Ou o foi mediante tortura?

O erro inicial (flagrante, quanto ao procedimento) contamina toda a ação e as evidências que dela
decorrem. Qualquer resposta - afirmativa ou negativa - às interrogações anteriores é possível,
todavia não é confiável.

O desprezo à Constituição da República há de ser repudiado. Aceitar a violação à Constituição


como método de "combate" (controle) à criminalidade de qualquer natureza, ainda que violenta e
associada ao tráfico de drogas, corresponde a assumir a bandeira dos próprios traficantes e
enfrentá-los fora do terreno da legalidade e da ética. O Estado está proibido de agir assim!

Estes são os mesmos fundamentos da decisão proferida no processo 2004.001.087658-0 (réu


PEDRO), a requerimento do Ministério Público. Defender a Constituição da República é dever dos
que são responsáveis por julgar as pessoas acusadas da prática de crimes.

Uma última advertência, que remonta ao falecido Ministro e jurista FRANCISCO DE ASSIS
TOLEDO (Princípios Básicos de Direito Penal): semelhante decisão não pode ser confundida com
estímulo à criminalidade. Pelo contrário, a garantia da Constituição da República é também
garantia dos interesses vitais de todas as pessoas, muitas vezes afetados pela prática contínua de
delitos violentos. O real significado desta sentença é bastante simples: é dever do Estado fazer o
que estiver a seu alcance para controlar (e evitar) a prática de crimes. Tudo, porém, nos limites da
estrita legalidade e em conformidade à Constituição.

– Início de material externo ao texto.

PR #1521, opened 2021-07-15
Correct RFC stages in the `experimental` README

ebeahan:
The `experimental` README has not been updated since ECS RFC stage 4 was [removed](https://github.com/elastic/ecs/pull/1194).

The ECS experimental schema should contain RFC changes that have made it to stage 1.


djptek (approved):
Thanks for addressing this so rapidly, LGTM!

Como não foram produzidas provas, salvo aqueles de origem ilícita por força de indevido ingresso
em residência alheia, o acusado deve ser absolvido.

Posto isto, julgo improcedente a pretensão deduzida na inicial e absolvo BRUNO, com fulcro no
artigo 386, inciso VI, do Código de Processo Penal.
Sem custas.
Expeça-se imediatamente Alvará de Soltura, intimando-se da sentença o acusado.
Anote-se e comunique-se.
Transitada esta em julgado, dê-se baixa, procedendo-se em conformidade com o disposto no artigo
40 da Lei n. 6.368/76.
Após, arquivem-se.

P. R. I.
Rio de Janeiro, 17 de dezembro de 2004.